The records below should be copied in full, exactly as shown.

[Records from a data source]
== Segment start ==

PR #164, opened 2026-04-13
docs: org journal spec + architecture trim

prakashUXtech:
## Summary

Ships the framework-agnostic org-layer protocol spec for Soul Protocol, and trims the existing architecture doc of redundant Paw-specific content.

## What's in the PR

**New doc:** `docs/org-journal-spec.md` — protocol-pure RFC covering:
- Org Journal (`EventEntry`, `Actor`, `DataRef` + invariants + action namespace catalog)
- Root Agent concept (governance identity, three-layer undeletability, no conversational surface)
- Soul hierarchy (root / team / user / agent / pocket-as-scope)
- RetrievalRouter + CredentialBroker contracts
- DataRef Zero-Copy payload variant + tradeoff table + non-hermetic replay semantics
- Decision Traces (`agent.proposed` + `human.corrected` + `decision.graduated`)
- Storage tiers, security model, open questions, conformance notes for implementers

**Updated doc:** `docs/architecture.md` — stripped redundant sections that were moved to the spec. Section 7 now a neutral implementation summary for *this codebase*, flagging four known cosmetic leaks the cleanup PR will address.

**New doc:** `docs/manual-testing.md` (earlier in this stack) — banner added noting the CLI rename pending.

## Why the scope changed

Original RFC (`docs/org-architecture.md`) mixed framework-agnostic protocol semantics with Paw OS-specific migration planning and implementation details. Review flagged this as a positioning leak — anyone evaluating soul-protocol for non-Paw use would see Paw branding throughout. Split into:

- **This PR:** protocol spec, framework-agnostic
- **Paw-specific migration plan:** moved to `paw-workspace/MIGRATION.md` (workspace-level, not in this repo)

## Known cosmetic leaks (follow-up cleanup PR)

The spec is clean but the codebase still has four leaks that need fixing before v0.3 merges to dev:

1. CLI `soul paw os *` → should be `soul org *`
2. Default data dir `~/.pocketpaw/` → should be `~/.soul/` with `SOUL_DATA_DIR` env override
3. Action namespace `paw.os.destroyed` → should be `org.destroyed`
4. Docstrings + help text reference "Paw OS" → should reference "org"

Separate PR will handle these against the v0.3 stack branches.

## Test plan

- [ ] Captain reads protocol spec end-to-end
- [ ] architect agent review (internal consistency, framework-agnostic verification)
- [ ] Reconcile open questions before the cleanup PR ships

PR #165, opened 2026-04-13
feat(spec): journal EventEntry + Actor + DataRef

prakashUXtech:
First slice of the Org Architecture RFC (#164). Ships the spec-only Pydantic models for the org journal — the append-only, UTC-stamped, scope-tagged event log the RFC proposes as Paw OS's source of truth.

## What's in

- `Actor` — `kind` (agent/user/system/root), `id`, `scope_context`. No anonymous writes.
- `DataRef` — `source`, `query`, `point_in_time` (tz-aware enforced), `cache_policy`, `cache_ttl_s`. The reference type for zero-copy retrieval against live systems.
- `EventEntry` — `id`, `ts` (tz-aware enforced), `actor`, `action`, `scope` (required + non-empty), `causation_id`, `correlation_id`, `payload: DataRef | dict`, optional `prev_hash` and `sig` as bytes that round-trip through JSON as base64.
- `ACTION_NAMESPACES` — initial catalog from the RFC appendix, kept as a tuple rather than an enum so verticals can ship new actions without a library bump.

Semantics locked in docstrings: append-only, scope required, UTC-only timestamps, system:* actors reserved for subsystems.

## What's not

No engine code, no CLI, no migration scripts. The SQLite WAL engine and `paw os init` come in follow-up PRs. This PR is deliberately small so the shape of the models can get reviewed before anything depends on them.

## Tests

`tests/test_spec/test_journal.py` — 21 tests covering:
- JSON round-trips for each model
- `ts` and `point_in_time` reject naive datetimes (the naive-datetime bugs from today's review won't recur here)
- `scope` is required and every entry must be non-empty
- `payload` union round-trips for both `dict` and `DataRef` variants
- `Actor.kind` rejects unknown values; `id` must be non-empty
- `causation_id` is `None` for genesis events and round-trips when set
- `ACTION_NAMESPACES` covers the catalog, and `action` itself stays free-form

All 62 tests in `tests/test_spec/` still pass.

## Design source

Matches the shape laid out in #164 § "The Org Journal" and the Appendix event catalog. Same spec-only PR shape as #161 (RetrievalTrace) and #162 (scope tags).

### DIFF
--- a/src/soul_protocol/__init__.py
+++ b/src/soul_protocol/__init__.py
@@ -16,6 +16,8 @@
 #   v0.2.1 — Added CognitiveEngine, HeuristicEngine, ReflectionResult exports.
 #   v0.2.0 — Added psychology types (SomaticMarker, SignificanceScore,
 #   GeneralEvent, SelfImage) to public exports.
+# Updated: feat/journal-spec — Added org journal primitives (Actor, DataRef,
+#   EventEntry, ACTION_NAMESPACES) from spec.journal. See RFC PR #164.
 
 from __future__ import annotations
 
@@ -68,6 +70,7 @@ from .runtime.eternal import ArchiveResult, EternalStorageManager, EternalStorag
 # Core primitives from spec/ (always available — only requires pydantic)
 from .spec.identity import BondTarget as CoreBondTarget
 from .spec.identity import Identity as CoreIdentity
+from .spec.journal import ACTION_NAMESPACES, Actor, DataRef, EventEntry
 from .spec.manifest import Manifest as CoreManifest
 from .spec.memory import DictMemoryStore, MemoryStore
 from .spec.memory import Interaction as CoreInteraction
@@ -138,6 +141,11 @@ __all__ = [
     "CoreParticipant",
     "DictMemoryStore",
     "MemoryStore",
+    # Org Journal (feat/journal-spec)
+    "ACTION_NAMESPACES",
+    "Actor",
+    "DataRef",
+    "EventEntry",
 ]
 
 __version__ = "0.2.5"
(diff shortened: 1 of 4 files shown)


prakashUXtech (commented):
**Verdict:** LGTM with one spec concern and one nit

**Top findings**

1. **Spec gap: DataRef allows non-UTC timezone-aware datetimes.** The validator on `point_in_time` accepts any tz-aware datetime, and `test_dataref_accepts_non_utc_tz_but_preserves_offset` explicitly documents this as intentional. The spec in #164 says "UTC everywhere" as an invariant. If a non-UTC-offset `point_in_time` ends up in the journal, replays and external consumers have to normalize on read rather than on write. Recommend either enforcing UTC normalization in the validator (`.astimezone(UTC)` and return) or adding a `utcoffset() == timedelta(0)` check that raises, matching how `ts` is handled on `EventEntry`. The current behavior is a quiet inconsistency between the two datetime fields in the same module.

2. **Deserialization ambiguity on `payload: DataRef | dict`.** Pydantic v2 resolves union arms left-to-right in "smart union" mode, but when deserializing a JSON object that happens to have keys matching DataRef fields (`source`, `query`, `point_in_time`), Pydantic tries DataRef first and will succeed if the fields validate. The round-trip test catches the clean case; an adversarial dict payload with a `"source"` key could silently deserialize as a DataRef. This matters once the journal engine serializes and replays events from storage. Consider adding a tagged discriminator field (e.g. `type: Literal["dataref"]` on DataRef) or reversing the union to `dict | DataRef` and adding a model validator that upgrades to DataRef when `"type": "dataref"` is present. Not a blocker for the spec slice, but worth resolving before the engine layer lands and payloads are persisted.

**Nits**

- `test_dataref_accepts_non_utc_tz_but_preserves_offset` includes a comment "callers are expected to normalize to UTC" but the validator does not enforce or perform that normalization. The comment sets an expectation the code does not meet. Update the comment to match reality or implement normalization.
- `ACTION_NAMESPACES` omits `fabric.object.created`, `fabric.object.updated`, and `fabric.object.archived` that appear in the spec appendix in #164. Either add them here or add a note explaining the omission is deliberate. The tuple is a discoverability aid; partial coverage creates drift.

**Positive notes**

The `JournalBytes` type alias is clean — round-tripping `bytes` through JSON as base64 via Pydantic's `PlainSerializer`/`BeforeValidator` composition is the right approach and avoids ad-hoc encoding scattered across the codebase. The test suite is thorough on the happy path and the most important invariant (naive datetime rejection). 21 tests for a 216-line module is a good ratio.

== Segment end ==

-- Result of the exercise --
PR #164, opened 2026-04-13
docs: org journal spec + architecture trim

prakashUXtech:
## Summary

Ships the framework-agnostic org-layer protocol spec for Soul Protocol, and trims the existing architecture doc of redundant Paw-specific content.

## What's in the PR

**New doc:** `docs/org-journal-spec.md` — protocol-pure RFC covering:
- Org Journal (`EventEntry`, `Actor`, `DataRef` + invariants + action namespace catalog)
- Root Agent concept (governance identity, three-layer undeletability, no conversational surface)
- Soul hierarchy (root / team / user / agent / pocket-as-scope)
- RetrievalRouter + CredentialBroker contracts
- DataRef Zero-Copy payload variant + tradeoff table + non-hermetic replay semantics
- Decision Traces (`agent.proposed` + `human.corrected` + `decision.graduated`)
- Storage tiers, security model, open questions, conformance notes for implementers

**Updated doc:** `docs/architecture.md` — stripped redundant sections that were moved to the spec. Section 7 now a neutral implementation summary for *this codebase*, flagging four known cosmetic leaks the cleanup PR will address.

**New doc:** `docs/manual-testing.md` (earlier in this stack) — banner added noting the CLI rename pending.

## Why the scope changed

Original RFC (`docs/org-architecture.md`) mixed framework-agnostic protocol semantics with Paw OS-specific migration planning and implementation details. Review flagged this as a positioning leak — anyone evaluating soul-protocol for non-Paw use would see Paw branding throughout. Split into:

- **This PR:** protocol spec, framework-agnostic
- **Paw-specific migration plan:** moved to `paw-workspace/MIGRATION.md` (workspace-level, not in this repo)

## Known cosmetic leaks (follow-up cleanup PR)

The spec is clean but the codebase still has four leaks that need fixing before v0.3 merges to dev:

1. CLI `soul paw os *` → should be `soul org *`
2. Default data dir `~/.pocketpaw/` → should be `~/.soul/` with `SOUL_DATA_DIR` env override
3. Action namespace `paw.os.destroyed` → should be `org.destroyed`
4. Docstrings + help text reference "Paw OS" → should reference "org"

Separate PR will handle these against the v0.3 stack branches.

## Test plan

- [ ] Captain reads protocol spec end-to-end
- [ ] architect agent review (internal consistency, framework-agnostic verification)
- [ ] Reconcile open questions before the cleanup PR ships

PR #165, opened 2026-04-13
feat(spec): journal EventEntry + Actor + DataRef

prakashUXtech:
First slice of the Org Architecture RFC (#164). Ships the spec-only Pydantic models for the org journal — the append-only, UTC-stamped, scope-tagged event log the RFC proposes as Paw OS's source of truth.

## What's in

- `Actor` — `kind` (agent/user/system/root), `id`, `scope_context`. No anonymous writes.
- `DataRef` — `source`, `query`, `point_in_time` (tz-aware enforced), `cache_policy`, `cache_ttl_s`. The reference type for zero-copy retrieval against live systems.
- `EventEntry` — `id`, `ts` (tz-aware enforced), `actor`, `action`, `scope` (required + non-empty), `causation_id`, `correlation_id`, `payload: DataRef | dict`, optional `prev_hash` and `sig` as bytes that round-trip through JSON as base64.
- `ACTION_NAMESPACES` — initial catalog from the RFC appendix, kept as a tuple rather than an enum so verticals can ship new actions without a library bump.

Semantics locked in docstrings: append-only, scope required, UTC-only timestamps, system:* actors reserved for subsystems.

## What's not

No engine code, no CLI, no migration scripts. The SQLite WAL engine and `paw os init` come in follow-up PRs. This PR is deliberately small so the shape of the models can get reviewed before anything depends on them.

## Tests

`tests/test_spec/test_journal.py` — 21 tests covering:
- JSON round-trips for each model
- `ts` and `point_in_time` reject naive datetimes (the naive-datetime bugs from today's review won't recur here)
- `scope` is required and every entry must be non-empty
- `payload` union round-trips for both `dict` and `DataRef` variants
- `Actor.kind` rejects unknown values; `id` must be non-empty
- `causation_id` is `None` for genesis events and round-trips when set
- `ACTION_NAMESPACES` covers the catalog, and `action` itself stays free-form

All 62 tests in `tests/test_spec/` still pass.

## Design source

Matches the shape laid out in #164 § "The Org Journal" and the Appendix event catalog. Same spec-only PR shape as #161 (RetrievalTrace) and #162 (scope tags).

### DIFF
--- a/src/soul_protocol/__init__.py
+++ b/src/soul_protocol/__init__.py
@@ -16,6 +16,8 @@
 #   v0.2.1 — Added CognitiveEngine, HeuristicEngine, ReflectionResult exports.
 #   v0.2.0 — Added psychology types (SomaticMarker, SignificanceScore,
 #   GeneralEvent, SelfImage) to public exports.
+# Updated: feat/journal-spec — Added org journal primitives (Actor, DataRef,
+#   EventEntry, ACTION_NAMESPACES) from spec.journal. See RFC PR #164.
 
 from __future__ import annotations
 
@@ -68,6 +70,7 @@ from .runtime.eternal import ArchiveResult, EternalStorageManager, EternalStorag
 # Core primitives from spec/ (always available — only requires pydantic)
 from .spec.identity import BondTarget as CoreBondTarget
 from .spec.identity import Identity as CoreIdentity
+from .spec.journal import ACTION_NAMESPACES, Actor, DataRef, EventEntry
 from .spec.manifest import Manifest as CoreManifest
 from .spec.memory import DictMemoryStore, MemoryStore
 from .spec.memory import Interaction as CoreInteraction
@@ -138,6 +141,11 @@ __all__ = [
     "CoreParticipant",
     "DictMemoryStore",
     "MemoryStore",
+    # Org Journal (feat/journal-spec)
+    "ACTION_NAMESPACES",
+    "Actor",
+    "DataRef",
+    "EventEntry",
 ]
 
 __version__ = "0.2.5"
(diff shortened: 1 of 4 files shown)


prakashUXtech (commented):
**Verdict:** LGTM with one spec concern and one nit

**Top findings**

1. **Spec gap: DataRef allows non-UTC timezone-aware datetimes.** The validator on `point_in_time` accepts any tz-aware datetime, and `test_dataref_accepts_non_utc_tz_but_preserves_offset` explicitly documents this as intentional. The spec in #164 says "UTC everywhere" as an invariant. If a non-UTC-offset `point_in_time` ends up in the journal, replays and external consumers have to normalize on read rather than on write. Recommend either enforcing UTC normalization in the validator (`.astimezone(UTC)` and return) or adding a `utcoffset() == timedelta(0)` check that raises, matching how `ts` is handled on `EventEntry`. The current behavior is a quiet inconsistency between the two datetime fields in the same module.

2. **Deserialization ambiguity on `payload: DataRef | dict`.** Pydantic v2 resolves union arms left-to-right in "smart union" mode, but when deserializing a JSON object that happens to have keys matching DataRef fields (`source`, `query`, `point_in_time`), Pydantic tries DataRef first and will succeed if the fields validate. The round-trip test catches the clean case; an adversarial dict payload with a `"source"` key could silently deserialize as a DataRef. This matters once the journal engine serializes and replays events from storage. Consider adding a tagged discriminator field (e.g. `type: Literal["dataref"]` on DataRef) or reversing the union to `dict | DataRef` and adding a model validator that upgrades to DataRef when `"type": "dataref"` is present. Not a blocker for the spec slice, but worth resolving before the engine layer lands and payloads are persisted.

**Nits**

- `test_dataref_accepts_non_utc_tz_but_preserves_offset` includes a comment "callers are expected to normalize to UTC" but the validator does not enforce or perform that normalization. The comment sets an expectation the code does not meet. Update the comment to match reality or implement normalization.
- `ACTION_NAMESPACES` omits `fabric.object.created`, `fabric.object.updated`, and `fabric.object.archived` that appear in the spec appendix in #164. Either add them here or add a note explaining the omission is deliberate. The tuple is a discoverability aid; partial coverage creates drift.

**Positive notes**

The `JournalBytes` type alias is clean — round-tripping `bytes` through JSON as base64 via Pydantic's `PlainSerializer`/`BeforeValidator` composition is the right approach and avoids ad-hoc encoding scattered across the codebase. The test suite is thorough on the happy path and the most important invariant (naive datetime rejection). 21 tests for a 216-line module is a good ratio.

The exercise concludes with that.